J’avais besoin de quelques secondes pour retrouver mes esprits, et savoir quelle attitude adopter. J'avais souvent envisagé, sans vraiment y croire, de tel moments. Des moments où  ma raison flancherait peut être, après un certain nombre de jours de solitude...  Ne pas paniquer, chercher, dans ma tête le « chemin du retour à la réalité ».
   --- Je passais, alors je me suis dit...
Je le coupai.
   --- Mais comment tu es venu?
   --- Ben, comme ça! me répondit-il, les paumes de ses mains tournées vers le ciel, en signe d'une évidence que je ne partageais pas du tout. 

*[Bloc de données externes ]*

PR #35094, opened 2023-01-23
Extract functions to read spec files from different format

alalazo:
Extracted from #34821

This commit makes explicit the format version of the spec file we are reading from.

Before there were different functions capable of reading some part of the spec file at multiple format versions. The decision was implicit, since checks were based on the structure of the JSON without ever checking a format version number.

The refactor makes also explicit which spec file format is used by which database and lockfile format, since the information is stored in global mappings.

To ensure we don't change the hash of old specs, JSON representations of specs have been added as data. A unit tests checks that we read the correct hash in, and that the hash stays the same when we re-serialize the spec using the most recent format version.


lib/spack/spack/spec.py
```diff
@@ -2063,137 +2068,13 @@ def to_json(self, stream=None, hash=ht.dag_hash):
...
-                    spec.compiler_flags[name] = []
-                    for val in values:
-                        spec.compiler_flags.add_flag(name, val, False)
-                else:
-                    spec.variants[name] = vt.MultiValuedVariant.from_node_dict(name, values)
-        elif "variants" in node:
-            for name, value in node["variants"].items():
-                spec.variants[name] = vt.MultiValuedVariant.from_node_dict(name, value)
-            for name in FlagMap.valid_compiler_flags():
-                spec.compiler_flags[name] = []
```
alalazo, line 2112: For reviewers: while looking at this, I noted that what we call specfile V1 is indeed a couple of different, ancient, formats. I removed these 5 lines after checking that they were preceding Spack v0.13 (the first version of Spack supporting a JSON serialization for concrete specs). I can put it back if need be.

lib/spack/spack/test/spec_yaml.py
```diff
@@ -507,3 +508,33 @@ def test_legacy_yaml(tmpdir, install_mockery, mock_packages):
...
+    "specfile,expected_hash,reader_cls",
+    [
+        # First version supporting JSON format for specs
+        ("specfiles/hdf5.v013.json", "vglgw4reavn65vx5d4dlqn6rjywnq76d", spack.spec.SpecfileV1),
+        # Introduces full hash in the format, still has 3 hashes
+        ("specfiles/hdf5.v016.json", "stp45yvzte43xdauknaj3auxlxb4xvzs", spack.spec.SpecfileV1),
+        # Introduces "build_specs", see https://github.com/spack/spack/pull/22845
+        ("specfiles/hdf5.v017.json", "xqh5iyjjtrp2jw632cchacn3l7vqzf3m", spack.spec.SpecfileV2),
+        # Use "full hash" everywhere, see https://github.com/spack/spack/pull/28504
+        ("specfiles/hdf5.v019.json", "iulacrbz7o5v5sbj7njbkyank3juh6d3", spack.spec.SpecfileV3),
```
alalazo: The huge numbers of lines changed is mostly due to the data added for this test. The test reads different spec serializations, and check that if they are round-tripped to JSON using the most recent format the hash doesn't change.

haampie: I've pushed a commit so the data it minified and gzipped

alalazo: :+1: as we agreed in DM

lib/spack/spack/environment/environment.py
```diff
@@ -1435,7 +1444,7 @@ def _concretize_separately(self, tests=False):
                         if test_dependency in current_spec[node.name]:
                             continue
                         current_spec[node.name].add_dependency_edge(
-                            test_dependency.copy(), deptype="test"
+                            test_dependency.copy(), deptypes="test"
```
haampie, line 1447: :thinking: was this never an issue?

lib/spack/spack/spec.py
```diff
@@ -1550,34 +1550,39 @@ def _add_dependency(self, spec, deptypes):
                 "Cannot depend on incompatible specs '%s' and '%s'" % (dspec.spec, spec)
             )
 
-    def add_dependency_edge(self, dependency_spec, deptype):
```
alalazo, line 1553: No, I just changed this inconsistency

lib/spack/spack/environment/environment.py
```diff
@@ -1974,10 +1983,11 @@ def _read_lockfile_dict(self, d):
 
         # Track specs by their DAG hash, allows handling DAG hash collisions
         first_seen = {}
-
+        current_lockfile_format = d["_meta"]["lockfile-version"]
+        reader = READER_CLS[current_lockfile_format]
```
haampie: Should this give a nice error instead of KeyError? "This version of Spack does not support environments version ..."

alalazo: Done in 0d752d8

haampie (approved):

Ce type n'était même pas mouillé, et ne serait-ce que la vue d'un kayak amarré à mon bateau bien que nous soyons en haute mer, m'aurait, à ce moment là, satisfait. Il n'était pas bien costaud, et l'idée de l'attraper et de le balancer par dessus bord m'effleura un instant. Une façon comme une autre de couper court à cette petite défaillance cérébrale qui me préoccupait.

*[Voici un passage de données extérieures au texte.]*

PR #35095, opened 2023-01-23
Windows: Port XZ package to support Windows

johnwparent:
Port of XZ to Windows and some related changes to MSVC compiler class. Part of #34938 

Directly depends on #35098 so that PR should go in first.

### DIFF
--- a/var/spack/repos/builtin/packages/xz/package.py
+++ b/var/spack/repos/builtin/packages/xz/package.py
@@ -97,10 +97,6 @@ class MSBuildBuilder(MSBuildBuilder):
         newest_compiler = max(compiler_dirs, key=get_file_string_number)
         return os.path.join(win_dir, newest_compiler)
 
-    @property
-    def toolchain_version(self):
-        return "v" + self.pkg.compiler.platform_toolset_ver
-
     def is_64bit(self):
         return platform.machine().endswith("64")
 
--- a/var/spack/repos/builtin/packages/xz/package.py
+++ b/var/spack/repos/builtin/packages/xz/package.py
@@ -7,7 +7,6 @@ import glob
 import os
 import platform
 import re
-import sys
 
 from spack.build_systems.autotools import AutotoolsBuilder
 from spack.build_systems.msbuild import MSBuildBuilder
@@ -133,7 +132,7 @@ class MSBuildBuilder(MSBuildBuilder):
                 libs_to_install = glob.glob(
                     os.path.join(self.build_directory, "**", lib), recursive=True
                 )
-                for l in libs_to_install:
-                    install(l, prefix.lib)
+                for library in libs_to_install:
+                    install(library, prefix.lib)
         with working_dir(pkg.stage.source_path):
             install_tree(os.path.join("src", "liblzma", "api"), prefix.include)
--- a/var/spack/repos/builtin/packages/xz/package.py
+++ b/var/spack/repos/builtin/packages/xz/package.py
@@ -5,7 +5,6 @@
 
 import glob
 import os
-import platform
 import re
 
 from spack.build_systems.autotools import AutotoolsBuilder
--- a/var/spack/repos/builtin/packages/xz/package.py
+++ b/var/spack/repos/builtin/packages/xz/package.py
@@ -90,6 +90,7 @@ class MSBuildBuilder(MSBuildBuilder):
         def get_file_string_number(f):
             s = re.findall(r"\d+$", f)
             return (int(s[0]) if s else -1, f)
+
         win_dir = os.path.join(super().build_directory, "windows")
         compiler_dirs = []
         with working_dir(win_dir):
@@ -109,9 +110,9 @@ class MSBuildBuilder(MSBuildBuilder):
     def msbuild_args(self):
         plat = "x64" if self.is_64bit() else "x86"
         if self.pkg.spec.satisfies("libs=shared,static"):
-            f =  "xz_win.sln"
+            f = "xz_win.sln"
         elif self.pkg.spec.satisfies("libs=shared"):
-            f =  "liblzma_dll.vcxproj"
+            f = "liblzma_dll.vcxproj"
         else:
             f = "liblzma.vcxproj"
         return [self.define("Configuration", "Release"), self.define("Platform", plat), f]
@@ -129,7 +130,9 @@ class MSBuildBuilder(MSBuildBuilder):
             else:
                 libs_to_find.append("*.lib")
             for lib in libs_to_find:
-                libs_to_install = glob.glob(os.path.join(self.build_directory, "**", lib), recursive=True)
+                libs_to_install = glob.glob(
+                    os.path.join(self.build_directory, "**", lib), recursive=True
+                )
                 for l in libs_to_install:
                     install(l, prefix.lib)
         with working_dir(pkg.stage.source_path):
--- a/var/spack/repos/builtin/packages/xz/package.py
+++ b/var/spack/repos/builtin/packages/xz/package.py
@@ -98,7 +98,7 @@ class MSBuildBuilder(MSBuildBuilder):
         return os.path.join(win_dir, newest_compiler)
 
     def is_64bit(self):
-        return platform.machine().endswith("64")
+        return "64" in self.pkg.spec.target.family
 
     def msbuild_args(self):
         plat = "x64" if self.is_64bit() else "x86"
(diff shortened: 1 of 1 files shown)


johnwparent:
@spackbot run pipeline

var/spack/repos/builtin/packages/xz/package.py
```diff
@@ -61,7 +68,69 @@ def determine_version(cls, exe):
         match = re.search(r"xz \(XZ Utils\) (\S+)", output)
         return match.group(1) if match else None
 
+
+class RunAfter(object):
```
scheibelp: Nothing inherits this class. FWIW it would never be used on Windows, so you could move this method to the AutotoolsBuilder vs. using inheritance.

johnwparent: Moved to autotools builder, thanks!

var/spack/repos/builtin/packages/xz/package.py
```diff
@@ -61,7 +68,67 @@ def determine_version(cls, exe):
...
+        with working_dir(win_dir):
+            for obj in os.scandir():
+                if obj.is_dir():
+                    compiler_dirs.append(obj.name)
+        newest_compiler = max(compiler_dirs, key=get_file_string_number)
+        return os.path.join(win_dir, newest_compiler)
+
+    @property
+    def toolchain_version(self):
+        return "v" + self.pkg.compiler.platform_toolset_ver
```
scheibelp: I don't see where this is used: is this method required for this builder to succeed?

johnwparent: Yes, if you look at the MSBuild builder, it defines a `toolchain_version` property that this builder class overrides. This argument is provided to MSBuild itself by the builder and is required to ensure consistent handling of the toolchains loaded by spack vs those autodetected by the system. Without it, this build will fail inconsistently based on whatever toolchain the msbuild system happens to target during a given run.

scheibelp: It looks like by default

```
    @property
    def toolchain_version(self):
        return self.compiler.msvc_version

    @property
    def msvc_version(self):
        return Version(re.search(Msvc.version_regex, self.cc).group(1))
```

Which appears to be unchanging. Or does the value of `.cc` change? I'm not clear on:

* How this is a consistency error
* Why this isn't automatically-detectable and fixable as part of the MSBuild class itself

johnwparent: Sorry, for whatever reason I _badly_ misread your comment and thought you were questioning why the property was needed in the first place. 

This has nothing to do with consistency and everything to do with how we organized these PRs. Looking back in my notes this should be removed and the actual MSbuild builder patched to perform this operation now that #35098 has landed.
 
Essentially this property was defined so I could actually test the individual PRs after I split them up.

scheibelp: > Sorry, for whatever reason I badly misread your comment and thought you were questioning why the property was needed in the first place.

To be clear I think your original reading of https://github.com/spack/spack/pull/35095#discussion_r1096461931 was correct: I indeed missed that `toolchain_version` is used in the `MSBuild` class. That being said, my response in https://github.com/spack/spack/pull/35095#discussion_r1097945726 raises an additional concern about clarity; it sounds like you agree with that part but if that leaves anything unclear let me know.

johnwparent:
@spackbot run pipeline

var/spack/repos/builtin/packages/xz/package.py
```diff
@@ -63,7 +70,63 @@ def determine_version(cls, exe):
...
+        compiler_dirs = []
+        with working_dir(win_dir):
+            for obj in os.scandir():
+                if obj.is_dir():
+                    compiler_dirs.append(obj.name)
+        newest_compiler = max(compiler_dirs, key=get_file_string_number)
+        return os.path.join(win_dir, newest_compiler)
+
+    def is_64bit(self):
+        return platform.machine().endswith("64")
```
scheibelp: Can this work with the `spec`'s target rather than the host target?

var/spack/repos/builtin/packages/xz/package.py
```diff
@@ -63,7 +70,63 @@ def determine_version(cls, exe):
...
+            f = "liblzma_dll.vcxproj"
+        else:
+            f = "liblzma.vcxproj"
+        return [self.define("Configuration", "Release"), self.define("Platform", plat), f]
+
+    def install(self, pkg, spec, prefix):
+        with working_dir(self.build_directory):
+            # Ensure we have libs directory
+            if not os.path.isdir(prefix.lib):
+                mkdirp(prefix.lib)
```
scheibelp: Note you don't have to do an `if`: `mkdirp` doesn't fail if the directory already exists.

var/spack/repos/builtin/packages/xz/package.py
```diff
@@ -63,7 +70,63 @@ def determine_version(cls, exe):
...
+            libs_to_find = []
+            if self.pkg.spec.satisfies("libs=shared,static"):
+                libs_to_find.extend(["*.dll", "*.lib"])
+            elif self.pkg.spec.satisfies("libs=shared"):
+                libs_to_find.append("*.dll")
+            else:
+                libs_to_find.append("*.lib")
```
scheibelp, line 120: My recollection is that `.dll` files are not used for linking, so we'll want to copy over all `.lib` files regardless of the value of the `libs` variant. I suppose if `libs=static`, we might not want to copy the `.dll` files. If they are built though, I'm inclined to copy them over. It might make sense to not provide the `libs` variant on Windows (since it looks like it doesn't affect what is built).

scheibelp (changes requested):
A few questions/requests

var/spack/repos/builtin/packages/xz/package.py
johnwparent: If `libs=static` there should be no .dll files and if there are we shouldn't be copying them.  Good catch on the not copying libs for shared. Will make those changes. The variant does impact what is built... where are you seeing it doesn't change what is built, perhaps I'm overlooking something.

var/spack/repos/builtin/packages/xz/package.py
johnwparent: Change has been made locally. I've gotta say I think that's the longest accessor chain I've ever written.

var/spack/repos/builtin/packages/xz/package.py
scheibelp: > The variant does impact what is built... where are you seeing it doesn't change what is built, perhaps I'm overlooking something.

Sorry yes I missed that, so the variant should stay.

johnwparent:
@spackbot fix style

var/spack/repos/builtin/packages/xz/package.py
```diff
@@ -63,7 +70,60 @@ def determine_version(cls, exe):
...
+        else:
+            f = "liblzma.vcxproj"
+        return [self.define("Configuration", "Release"), self.define("Platform", plat), f]
+
+    def install(self, pkg, spec, prefix):
+        with working_dir(self.build_directory):
+            # Ensure we have libs directory
+            mkdirp(prefix.lib)
+            libs_to_find = []
+            if "shared" in self.pkg.spec:
```
scheibelp: I think this has to be `if libs=shared in self.pkg.spec`

johnwparent: Would `shared` appear elsewhere in the spec? If so you're correct, otherwise I think its fine.

scheibelp: This isn't an issue of potential ambiguity, this check will always be false even for `xz libs=shared`, because variant queries are either of the form:

`if "+varname" in spec`

or

`if "varname=..." in spec`

other forms are not valid variant queries (you can try this in `spack-python`). We should probably be raising an error with this query, but for some ambiguous queries it would be impossible to determine whether the query was truly an error. In particular, if you have a dag like `x -> y` you can ask `if 'y' in specx`.

johnwparent: Oh I see, I always assume those checks were performed by simple string parsing, I never realized it was actually a standardized query, thanks for taking the time to explain that!

I've been formatting them correctly up to this point purely by assuming it was a style convention (which would have necessitated this change anyway)

scheibelp (approved):

johnwparent:
@spackbot run pipeline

   --- Ce ne sera pas la peine, je ne serai pas long.
J'étais sidéré! En plus l'étrange individu lisait dans mes pensées. Ce type essayait de m'impressionner, c'était sûrement un ''truc''. Je décidais de ne pas entrer dans son jeu. Mais, réel ou pas, qui était-il?
   --- Hiram, je m'appelle Hiram. Et toi, que cherches tu?

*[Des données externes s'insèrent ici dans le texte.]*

PR #35098, opened 2023-01-23
MSVC compiler: add platform toolset versioning

johnwparent:
Add the platform toolset version associated with active MSVC compiler as a property of the MSVC compiler class.

This is necessary to support #34938 in general and supports features in #35095 and #35099 directly. This should be merged prior to the aforementioned PRs as they both rely on behavior from this PR. All changes from these PRs were originally made in #34936 as one unit.

### DIFF
--- a/lib/spack/spack/compilers/msvc.py
+++ b/lib/spack/spack/compilers/msvc.py
@@ -113,8 +113,9 @@ class Msvc(Compiler):
     def platform_toolset_ver(self):
         """
         This is the platform toolset version of current MSVC compiler
-        of form v<toolset-ver>, i.e. v142. This is different from the VC
-        toolset version as established by `short_msvc_version`
+        i.e. 142.
+        This is different from the VC toolset version as established
+        by `short_msvc_version`
         """
         return self.msvc_version[:2].joined.string[:3]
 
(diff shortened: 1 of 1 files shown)


lib/spack/spack/compilers/msvc.py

Ses yeux noirs fouillaient au fond de mon âme. Son nez à peine courbé et des lèvres charnues trahissaient des origines levantines que confirmaient ses cheveux de jais et un teint de peau assez mat.
   --- Une réponse, je cherche une réponse, dis-je, contrarié, sans vraiment être sûr de celle  que je venais de faire à l'instant même. 
   --- Quelle est la question?, demanda t il d’un air sincèrement intéressé. 
Troublé, je décidais d'inutilement régler l'écoute de la voile d'avant, qui dans ma panique intérieure, m'échappa brutalement. Je la reprenais, et dans ma précipitation la ''surpatais'' (coinçait) malencontreuseument sur son winch. Il ne me restait plus qu'à tout relâcher et recommencer la manœuvre, ce qui n'est jamais agréable quand le vent est fort. Il posa sa main sur l'écoute, devant le winch, la où la traction de la voile est totale. Une main que j'aurais facilement qualifié de main de pianiste plutôt que de marin. Il serra à peine l'écoute, elle mollit immédiatement. Non qu'il fit un effort quelquonque sur elle, elle mollit simplement, sur toute sa longueur comme par magie et sans que la voile ne bouge ou ne se dégonfle. Nous étions dans les quarantièmes rugissants,  le vent soufflait de trois quarts arrière à  une bonne trentaine de nœuds, et je mets quiquonque au défi de retenir, à main nue, l'écoute de mon solent (voile d'avant), même arisé. C'était simplement impossible. J'en profitais pour la reprendre correctement avec le winch, comme il se doit et sans aucun de tous ces ''trucs'' étranges qui commençaient à sérieusement m'énerver. Il ne m'en laissa d'ailleurs pas  le temps.
  --- Quelle est la question ? Ta question?
  --- Eh bien...  Pourquoi... pourquoi tout ça? Qu'est ce que... j'en sais rien moi, je voudrais savoir... 
En vérité je ne savais pas trop quoi dire.
   --- Je vois, tu cherches la réponse à une question que tu ne connais pas. Eh bien, pourquoi ne  cherches tu pas  plutôt la question? Peut être connais tu déjà, sans le savoir, la réponse? 
Ce type commençait à sérieusement m'énerver. La voile faseyait (vibrait) un peu, je n'aime pas ça. Une voile doit être belle pour travailler correctement, et j'aime que mes voiles soient belles. Je devais reprendre un peu de nerf de chute. Je quittais donc le cockpit et allais vers l'avant du bateau, tout en me demandant ce que j'allais bien pouvoir faire de cet ''Hiram'' qui, en plus d'être, a priori, physiquement là, était existenciellement embarrassant. 
Quand je regagnais l'arrière du bateau, il n'était plus là. Pas plus qu'à l'intérieur... Je me réinstallais dans mon petit coin  du cockpit, conscient qu'un petit somme me permettrait de reléguer le troublant évènement, au simple rang de rêve étrange. Je sombrais doucement  sous la fatigue accumulée durant ces dernières heures. Mes pensées vagabondaient malgré moi. La question, la question... je t'en ficherai moi des questions!  Mais finalement, quand même, c'est vrai, c'était quoi la question?